→ **About this exercise**
From the records that follow, copy every line that contains the word "approved".

___ The records ___

PR #982, opened 2024-09-18
Improves the workflow for updating the connection string

pereirinha:
- Prevents updating the connection string with an invalid value
- Allows to cancel the update process


php/class-media.php
```diff
@@ -1549,7 +1549,8 @@ public function prepare_size( $attachment_id, $size ) {
 			}
 		} elseif ( is_string( $size ) || ( is_array( $size ) && 3 === count( $size ) ) ) {
 			$intermediate = image_get_intermediate_size( $attachment_id, $size );
-			if ( is_array( $intermediate ) ) {
+			// PDF's do not have intermediate URL.
+			if ( is_array( $intermediate ) && ! empty( $intermediate['url'] ) ) {
```
tharsheblows, line 1553: **❓question**
You didn't mention this so I'm double checking it's supposed to be in here. Not a blocker!

tharsheblows (approved):
@pereirinha I've tested this with the wizard and it works for me. I don't know about this file `php/media.php` so want to check it's part of this. Otherwise approved.

PR #436, opened 2019-06-17
[#166429876] don't update idp metadata if new download/parse fails

BurnedMarshal:


BurnedMarshal:
The retry strategy is missing. I will add it later in this pull request.

digitalcitizenship:
<table>
  <thead>
    <tr>
      <th width="50"></th>
    </tr>
  </thead>
  <tbody><tr>
      <td>:warning:</td>
      <td>

  </td>
    </tr>
  </tbody>
</table>



## Affected stories

  * 🌟 [#166429876](https://www.pivotaltracker.com/story/show/166429876): Se il download/parse dei metadati fallisce, i metadati devono rimanere invariati

<p align="right">
</p>

src/app.ts
```diff
@@ -54,6 +55,13 @@ import getErrorCodeFromResponse from "./utils/getErrorCodeFromResponse";
 import { User } from "./types/user";
 import { toExpressHandler } from "./utils/express";
 
+const defaultModule = {
```
cloudify: why this is needed?

src/app.ts
```diff
@@ -179,7 +187,14 @@ export async function newApp(
   // Setup routes
   //
 
-  await registerLoginRoute(app);
+  try {
+    const spidStrategy = await defaultModule.loadSpidStrategy();
+    app.set(SPID_STRATEGY, spidStrategy);
+    defaultModule.registerLoginRoute(app);
+  } catch (err) {
+    log.error("Fatal Error on loading spid strategy: %s", err);
```
```suggestion
    log.error("Fatal error while initializing SPID strategy: %s", err);
```

src/app.ts
```diff
@@ -237,8 +250,20 @@ async function clearAndReloadSpidStrategy(
   // tslint:disable-next-line: no-object-mutation
   app._router.stack = app._router.stack.filter(not(isLoginRoute));
 
-  await registerLoginRoute(app);
-  log.info("Spid strategy re-initialization complete.");
+  try {
+    const newSpidStratedy = await defaultModule.loadSpidStrategy();
+    app.set(SPID_STRATEGY, newSpidStratedy);
```
cloudify: I'm confused, why you need to store the SPID strategy both in the app settings and in the awilix container?

src/app.ts
BurnedMarshal: Is needed for testing reason, for example to mock functions that are use only inside the `app.js` file like [here](https://github.com/teamdigitale/io-backend/pull/436/files#diff-f98485da1849ae631ba5c04e5cec07ddR191).

src/app.ts
BurnedMarshal: It's a workaround to avoid that the download and parsing of IDP metadata will be re-executed.  The value stored inside the awilix container is a Promise that returns the SPID strategy object. The value injected through awilix inside controllers execs the code only once, but if we read the value inside the container like `await container.resolve(SPID_STRATEGY)` the code will be re-executed.

cloudify: I don't like this - can you try to find a way to store it only once?

src/app.ts
```diff
@@ -179,33 +188,40 @@ export async function newApp(
...
-    container.resolve<number>(IDP_METADATA_REFRESH_INTERVAL_SECONDS) * 1000;
-  const idpMetadataRefreshTimer = startIdpMetadataUpdater(
-    app,
-    idpMetadataRefreshIntervalMillis
-  );
-  app.on("server:stop", () => {
-    clearInterval(idpMetadataRefreshTimer);
-  });
+  try {
+    const newSpidStrategy = await defaultModule.loadSpidStrategy();
```
cloudify: why is this `newSpidStrategy` and not just `spidStrategy`

src/app.ts
```diff
@@ -237,28 +254,60 @@ async function clearAndReloadSpidStrategy(
   // tslint:disable-next-line: no-object-mutation
   app._router.stack = app._router.stack.filter(not(isLoginRoute));
 
-  await registerLoginRoute(app);
-  log.info("Spid strategy re-initialization complete.");
-  if (onRefresh) {
-    onRefresh();
+  // tslint:disable-next-line: no-let
+  let newSpidStratedy: passport.Strategy | undefined;
```
cloudify: typo

src/app.ts
```diff
@@ -237,28 +254,60 @@ async function clearAndReloadSpidStrategy(
...
   }
+  return newSpidStratedy ? newSpidStratedy : previousSpidStrategy;
 }
 
 /**
  * Sets an interval to reload SpidStrategy
  */
 export function startIdpMetadataUpdater(
   app: Express,
+  originalSpidStrategy: passport.Strategy,
```
cloudify: what's the difference between `previousSpidStrategy` and `originalSpidStrategy` ?

src/app.ts
BurnedMarshal: because now spidStrategy is used for the import in [this](https://github.com/teamdigitale/io-backend/pull/436/files#diff-f98485da1849ae631ba5c04e5cec07ddR28) row

src/app.ts
BurnedMarshal: `originalSpidStrategy` is the spidStrategy initialized at the first time on app startup. `newSpidStrategy` is the value updated or restored during update process. Only the first time when `startIdpMetadataUpdater` is called `newSpidStrategy` is undefined, and `originalSpidStrategy` is forward to `clearAndReloadSpidStrategy` method.

src/app.ts
BurnedMarshal: fixed in 663c6f6

PR #444, opened 2019-07-05
[#158104939] re-init sessioninfo and sessioninfoset if token is missing

BurnedMarshal:


digitalcitizenship:
<table>
  <thead>
    <tr>
      <th width="50"></th>
    </tr>
  </thead>
  <tbody><tr>
      <td>:warning:</td>
      <td>

  </td>
    </tr>
  </tbody>
</table>



## Affected stories

  * 🌟 [#158104939](https://www.pivotaltracker.com/story/show/158104939): Come proxy devo esporre un endpoint con la lista delle sessioni di un utente

<p align="right">
</p>

src/services/redisSessionStorage.ts
```diff
@@ -317,6 +295,51 @@ export default class RedisSessionStorage extends RedisStorageUtils
...
+            resolve(
+              this.falsyResponseToError(
+                this.integerReply(err, response),
+                new Error("Error updating user tokens info set")
+              )
+            )
+        );
+      }
+    );
+    return [saveSessionInfo, updateSessionInfoSet];
```
cloudify: if you return multiple promises the caller needs to know how to handle them (Promise.all? Promise.race? how to handle one rejection vs multiple rejections?) -> this leaks the abstraction of a single operation

I suggest you return a single `Promise<Either<Error, boolean>>`

BurnedMarshal: fixed in f5f264b

src/services/redisSessionStorage.ts
```diff
@@ -239,12 +204,23 @@ export default class RedisSessionStorage extends RedisStorageUtils
         );
       }
     );
-    if (isLeft(sessionKeys)) {
+    // tslint:disable-next-line: readonly-array
+    const initizedSessionKey: string[] = [];
```
cloudify: typo

```suggestion
    const initializedSessionKeys: string[] = [];
```

src/services/redisSessionStorage.ts
```diff
@@ -317,6 +293,46 @@ export default class RedisSessionStorage extends RedisStorageUtils
     );
   }
 
+  /*
+  * Return the promises needed to store session info and
```
cloudify:
```suggestion
  * Store session info and update session info set.
  * The returned promise will reject if either operation fail.
```

src/services/redisSessionStorage.ts
```diff
@@ -317,6 +293,46 @@ export default class RedisSessionStorage extends RedisStorageUtils
     );
   }
 
+  /*
+  * Return the promises needed to store session info and 
+  * update session info set
+  */
+  private saveSessionInfo(user: User): Promise<Either<Error, boolean>> {
+    const newSessionInfo: SessionInfo = {
```
cloudify: this method should probably accept just a `SessionInfo`, not a `User` - functions should require the smallest set of information needed

BurnedMarshal: Is required even `user.fiscal_code` at [this](https://github.com/teamdigitale/io-backend/pull/444/files#diff-178a7f5864283f425f4e6d8d513710cfR322) row.

src/services/redisSessionStorage.ts
BurnedMarshal: fixed in 2037c21

src/services/redisSessionStorage.ts
BurnedMarshal: Should I leave the code unchanged? Or I change the function with 2 parameters: `SessionInfo` and `FiscalCode`?

cloudify: yes two params is better

BurnedMarshal: fixed in 1bd3e55

PR #447, opened 2019-07-08
[#167119660] add function for logs x509 cert expiration

BurnedMarshal:


digitalcitizenship:
<table>
  <thead>
    <tr>
      <th width="50"></th>
    </tr>
  </thead>
  <tbody><tr>
      <td>:warning:</td>
      <td>

  </td>
    </tr>
  </tbody>
</table>



## Affected stories

  * 🌟 [#167119660](https://www.pivotaltracker.com/story/show/167119660): Quando il backend parte, deve loggare quanto tempo manca alla scadenza del certificato SPID

<p align="right">
</p>

src/strategies/spidStrategy.ts
```diff
@@ -129,4 +134,29 @@ const spidStrategy = async (
...
 };
 
+/**
+ * Reads dates information in x509 certificate and logs remaining time to its expiration date.
+ * @param samlCert x509 certificate as string
+ */
+function logSamlCertExpiration(samlCert: string): void {
+  try {
+    const tempDir = fs.mkdtempSync("saml-cert");
+    fs.writeFileSync(`${tempDir}/samlCert.pem`, samlCert);
```
cloudify: this looks quite fragile and heavy, you can use something like [x509](https://www.npmjs.com/package/x509) that doesn't require forking a child process

src/strategies/spidStrategy.ts
```diff
@@ -129,4 +134,29 @@ const spidStrategy = async (
...
+    const out = child_process.execSync(
+      `openssl x509 -in ${tempDir}/samlCert.pem -noout -dates`
+    );
+    fs.unlinkSync(`${tempDir}/samlCert.pem`);
+    const matchResult = /notAfter=(.*)$/m.exec(out.toString());
+    if (matchResult) {
+      const expireAt = new Date(matchResult[1]);
+      const timeDiff = expireAt.valueOf() - Date.now();
+      log.info("samlCert expire in %s seconds", (timeDiff / 1000).toFixed(0));
```
cloudify: you can use [formatDistance](https://date-fns.org/) to make the time distance human readable

also it could be useful to log to use `log.warn` if the distance is less than 60 days

src/strategies/spidStrategy.ts
```diff
@@ -129,4 +134,29 @@ const spidStrategy = async (
...
+    } else {
+      log.warn("Missing expiration date on saml certificate.");
```
cloudify: I guess this is an error actually

BurnedMarshal: fixed in 1a3e026

src/strategies/spidStrategy.ts
BurnedMarshal: fixed in 1a3e026

src/strategies/spidStrategy.ts
```diff
@@ -129,4 +134,27 @@ const spidStrategy = async (
...
 
+/**
+ * Reads dates information in x509 certificate and logs remaining time to its expiration date.
+ * @param samlCert x509 certificate as string
+ */
+function logSamlCertExpiration(samlCert: string): void {
+  try {
+    const tempDir = fs.mkdtempSync("saml-cert");
+    const certPath = `${tempDir}/samlCert.pem`;
+    fs.writeFileSync(certPath, samlCert);
```
cloudify: you [can read the cert from a string](https://www.npmjs.com/package/x509#usage) there's no need to write to a temp file

BurnedMarshal: fixed in 42c0a16

src/strategies/spidStrategy.ts
BurnedMarshal: fixed in 42c0a16

src/strategies/spidStrategy.ts
```diff
@@ -129,4 +134,25 @@ const spidStrategy = async (
...
 
+/**
+ * Reads dates information in x509 certificate and logs remaining time to its expiration date.
+ * @param samlCert x509 certificate as string
+ */
+function logSamlCertExpiration(samlCert: string): void {
+  try {
+    const out = x509.parseCert(samlCert);
+    if (out.notAfter) {
+      const timeDiff = distanceInWordsToNow(out.notAfter);
```
cloudify: did you check what comes out for future dates? (since this is distance to now, not from now)

BurnedMarshal: Distance string values are always in absolute value. Fixed for notAfter date in the past in commit 09cf6bf

PR #454, opened 2019-07-11
[#166999390] add cache control on service/:id api call

BurnedMarshal:


digitalcitizenship:
<table>
  <thead>
    <tr>
      <th width="50"></th>
    </tr>
  </thead>
  <tbody><tr>
      <td>:warning:</td>
      <td>

  </td>
    </tr>
  </tbody>
</table>



## Affected stories

  * 🌟 [#166999390](https://www.pivotaltracker.com/story/show/166999390): Come backend voglio richiedere alle API soltanto i dati che non ho già chiesto

<p align="right">
</p>

cloudify:
@BurnedMarshal I was actually thinking of something much simpler, e.g. you can use [this middleware](https://github.com/kwhitley/apicache) to cache 200 responses of the services endpoint - I would also start by just caching in memory since the data is really small and a roundtrip to redis will be much more expensive

gunzip:
@cloudify if you want to prevent calls to azure functions you may consider using caching in the api management as well: https://docs.microsoft.com/it-it/azure/api-management/api-management-howto-cache

cloudify:
Thanks @gunzip I didn't know APIM could do that - we are actually in the process of moving the functions to a vnet thus alls requests coming from k8s will not go through the apim gw, that's why we need some caching at the k8s level

BurnedMarshal:
> @BurnedMarshal I was actually thinking of something much simpler, e.g. you can use [this middleware](https://github.com/kwhitley/apicache) to cache 200 responses of the services endpoint - I would also start by just caching in memory since the data is really small and a roundtrip to redis will be much more expensive

Ok, I'll change the implementation

src/app.ts
```diff
@@ -65,6 +66,14 @@ const defaultModule = {
   startIdpMetadataUpdater
 };
 
+const cache = apicache.options({
+  debug: false,
+  defaultDuration: "5 minutes",
```
cloudify: can we make this configurable via env var? (5 minutes default is fine)

BurnedMarshal: @cloudify like a required ENV var?

cloudify: no an optional env var, that defaults to 5 minutes if not set

src/app.ts
```diff
@@ -410,6 +422,7 @@ function registerAPIRoutes(
   app.get(
     `${basePath}/services/:id`,
     bearerTokenAuth,
+    cache,
     toExpressHandler(servicesController.getService, servicesController)
   );
```
cloudify: we should also cache `/services` - @fpersico is it ok to cache `/services`? can you confirm that the app fetches the sender service of a message even if it's not included in the services list?

BurnedMarshal: @cloudify `apicache` handle different cache for responses with different headers? I think `/services` returns different responses based on the user that call it.

fpersico: @cloudify The get the list of the messages, extract the list of related servicesids and than load the servicesids not already in cache. The "visible services list" is not used here.

src/app.ts
```diff
@@ -65,6 +67,16 @@ const defaultModule = {
   startIdpMetadataUpdater
 };
 
+const cacheDuration = `${container.resolve(CACHE_MAX_AGE_SECONDS)} seconds`;
+
+const cache = apicache.options({
```
```suggestion
const cachingMiddleware = apicache.options({
```

yarn.lock
```diff
@@ -170,6 +177,13 @@
   version "1.2.2"
   resolved "https://registry.yarnpkg.com/@types/range-parser/-/range-parser-1.2.2.tgz#fa8e1ad1d474688a757140c91de6dace6f4abc8d"
 
+"@types/redis@*":
```
cloudify: run yarn install

src/app.ts
cloudify: @BurnedMarshal it's `sender-services` that is different for each user, `/services` is just a list of services visibile to all users - please add that to the cache

src/app.ts
BurnedMarshal: fixed in 91aaf31

src/app.ts
BurnedMarshal: fixed in 4e2f145 and ddeacff

src/app.ts
BurnedMarshal: fixed in c30fc7f

yarn.lock
BurnedMarshal: I do that, but always this row is added into `yarn.lock`.

src/app.ts
```diff
@@ -65,6 +67,16 @@ const defaultModule = {
   startIdpMetadataUpdater
 };
 
+const cacheDuration = `${container.resolve(CACHE_MAX_AGE_SECONDS)} seconds`;
+
+const cachingMiddleware = apicache.options({
+  debug: false,
```
```suggestion
  debug: process.env.NODE_ENV === "development" || process.env.APICACHE_DEBUG === "true",
```

also add `APICACHE_DEBUG` to the README, thanks

BurnedMarshal: fixed in 4394920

___

→ **Output of the exercise**
tharsheblows (approved):
@pereirinha I've tested this with the wizard and it works for me. I don't know about this file `php/media.php` so want to check it's part of this. Otherwise approved.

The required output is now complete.